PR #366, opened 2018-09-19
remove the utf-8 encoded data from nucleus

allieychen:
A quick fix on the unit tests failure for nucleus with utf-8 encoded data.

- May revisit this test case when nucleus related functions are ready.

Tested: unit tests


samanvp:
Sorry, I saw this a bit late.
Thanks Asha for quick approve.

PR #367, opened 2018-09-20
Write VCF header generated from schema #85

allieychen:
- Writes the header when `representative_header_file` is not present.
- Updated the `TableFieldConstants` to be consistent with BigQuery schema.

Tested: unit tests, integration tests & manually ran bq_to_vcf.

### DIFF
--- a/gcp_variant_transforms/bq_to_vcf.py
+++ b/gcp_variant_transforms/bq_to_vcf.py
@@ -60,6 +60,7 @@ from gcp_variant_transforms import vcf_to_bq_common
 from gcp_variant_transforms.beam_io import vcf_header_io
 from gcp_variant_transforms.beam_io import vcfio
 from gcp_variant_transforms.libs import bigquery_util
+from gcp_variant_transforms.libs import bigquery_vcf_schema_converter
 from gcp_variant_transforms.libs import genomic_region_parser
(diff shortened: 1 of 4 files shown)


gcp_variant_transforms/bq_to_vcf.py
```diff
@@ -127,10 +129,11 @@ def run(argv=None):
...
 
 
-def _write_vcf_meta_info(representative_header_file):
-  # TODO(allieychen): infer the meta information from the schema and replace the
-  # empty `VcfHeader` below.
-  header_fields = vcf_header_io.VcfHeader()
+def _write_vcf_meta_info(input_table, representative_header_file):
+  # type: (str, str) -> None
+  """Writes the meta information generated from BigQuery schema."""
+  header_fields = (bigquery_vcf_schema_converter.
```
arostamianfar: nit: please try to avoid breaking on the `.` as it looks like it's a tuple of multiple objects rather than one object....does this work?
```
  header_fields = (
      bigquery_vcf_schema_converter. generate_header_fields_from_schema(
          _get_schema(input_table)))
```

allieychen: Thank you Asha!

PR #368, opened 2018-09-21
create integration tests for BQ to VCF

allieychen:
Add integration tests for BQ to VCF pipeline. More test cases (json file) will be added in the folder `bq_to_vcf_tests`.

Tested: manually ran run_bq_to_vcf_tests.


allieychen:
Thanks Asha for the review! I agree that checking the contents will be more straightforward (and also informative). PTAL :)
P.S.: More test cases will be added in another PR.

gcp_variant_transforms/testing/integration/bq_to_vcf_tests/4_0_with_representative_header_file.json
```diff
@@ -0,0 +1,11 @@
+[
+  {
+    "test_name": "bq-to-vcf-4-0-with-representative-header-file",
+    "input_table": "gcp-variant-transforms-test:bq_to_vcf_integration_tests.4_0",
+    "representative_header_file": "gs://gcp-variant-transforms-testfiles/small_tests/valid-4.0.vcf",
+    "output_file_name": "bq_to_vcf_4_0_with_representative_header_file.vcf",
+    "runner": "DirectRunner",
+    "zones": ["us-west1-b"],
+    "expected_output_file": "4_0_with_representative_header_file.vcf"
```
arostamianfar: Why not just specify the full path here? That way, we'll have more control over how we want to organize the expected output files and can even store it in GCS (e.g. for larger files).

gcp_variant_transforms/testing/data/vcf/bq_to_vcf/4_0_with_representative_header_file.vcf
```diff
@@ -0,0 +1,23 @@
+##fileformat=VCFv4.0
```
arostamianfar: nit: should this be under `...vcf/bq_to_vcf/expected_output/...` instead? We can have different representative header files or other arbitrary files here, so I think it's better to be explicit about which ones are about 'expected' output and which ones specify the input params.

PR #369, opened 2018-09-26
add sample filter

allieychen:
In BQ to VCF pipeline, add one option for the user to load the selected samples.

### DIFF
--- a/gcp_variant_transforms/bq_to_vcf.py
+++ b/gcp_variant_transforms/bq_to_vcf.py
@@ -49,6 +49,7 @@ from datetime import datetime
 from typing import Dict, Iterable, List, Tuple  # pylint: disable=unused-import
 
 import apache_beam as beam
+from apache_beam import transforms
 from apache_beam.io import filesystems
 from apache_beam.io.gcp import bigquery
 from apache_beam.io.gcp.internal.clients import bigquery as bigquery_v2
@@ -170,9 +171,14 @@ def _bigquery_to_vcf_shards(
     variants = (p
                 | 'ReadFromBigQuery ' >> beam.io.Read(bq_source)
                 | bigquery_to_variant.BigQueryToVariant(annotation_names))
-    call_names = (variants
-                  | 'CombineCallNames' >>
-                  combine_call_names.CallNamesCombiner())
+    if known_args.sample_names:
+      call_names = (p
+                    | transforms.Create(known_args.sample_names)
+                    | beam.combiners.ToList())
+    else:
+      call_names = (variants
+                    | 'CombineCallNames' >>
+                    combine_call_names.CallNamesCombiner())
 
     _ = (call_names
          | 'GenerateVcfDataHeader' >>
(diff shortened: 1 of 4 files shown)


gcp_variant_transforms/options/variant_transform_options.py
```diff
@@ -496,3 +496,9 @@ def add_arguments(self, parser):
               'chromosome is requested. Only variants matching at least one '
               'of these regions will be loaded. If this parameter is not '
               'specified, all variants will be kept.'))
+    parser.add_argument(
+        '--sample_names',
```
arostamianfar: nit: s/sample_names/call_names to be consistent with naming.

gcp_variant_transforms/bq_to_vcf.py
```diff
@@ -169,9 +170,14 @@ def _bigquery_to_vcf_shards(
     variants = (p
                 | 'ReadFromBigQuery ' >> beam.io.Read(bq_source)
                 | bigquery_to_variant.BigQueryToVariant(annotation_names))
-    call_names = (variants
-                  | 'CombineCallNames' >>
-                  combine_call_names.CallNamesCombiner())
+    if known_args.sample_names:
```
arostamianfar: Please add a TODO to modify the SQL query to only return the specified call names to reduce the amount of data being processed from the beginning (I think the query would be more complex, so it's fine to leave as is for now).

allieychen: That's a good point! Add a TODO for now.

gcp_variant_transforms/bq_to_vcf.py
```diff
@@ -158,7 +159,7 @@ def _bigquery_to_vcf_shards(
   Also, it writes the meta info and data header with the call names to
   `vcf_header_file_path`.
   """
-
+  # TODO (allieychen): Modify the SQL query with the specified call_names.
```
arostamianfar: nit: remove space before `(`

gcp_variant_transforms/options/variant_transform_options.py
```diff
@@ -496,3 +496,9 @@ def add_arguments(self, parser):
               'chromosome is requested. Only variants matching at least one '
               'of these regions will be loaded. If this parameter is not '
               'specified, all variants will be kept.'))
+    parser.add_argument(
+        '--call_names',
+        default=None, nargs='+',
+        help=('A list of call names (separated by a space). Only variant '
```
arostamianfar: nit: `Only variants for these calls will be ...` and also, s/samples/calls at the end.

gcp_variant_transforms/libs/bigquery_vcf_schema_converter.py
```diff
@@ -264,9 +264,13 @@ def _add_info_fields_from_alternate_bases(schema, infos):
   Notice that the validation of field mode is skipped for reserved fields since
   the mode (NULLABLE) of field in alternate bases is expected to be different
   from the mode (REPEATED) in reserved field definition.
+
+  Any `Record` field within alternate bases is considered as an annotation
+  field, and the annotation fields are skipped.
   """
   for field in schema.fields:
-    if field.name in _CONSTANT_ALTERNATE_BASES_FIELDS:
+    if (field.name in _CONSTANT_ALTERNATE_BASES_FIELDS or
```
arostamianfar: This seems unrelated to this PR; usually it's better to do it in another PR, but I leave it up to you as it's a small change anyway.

WORK TO COMPLETE: Go line by line through the data and copy any that contain "information".

EXERCISE RESULT:
-  # TODO(allieychen): infer the meta information from the schema and replace the
+  """Writes the meta information generated from BigQuery schema."""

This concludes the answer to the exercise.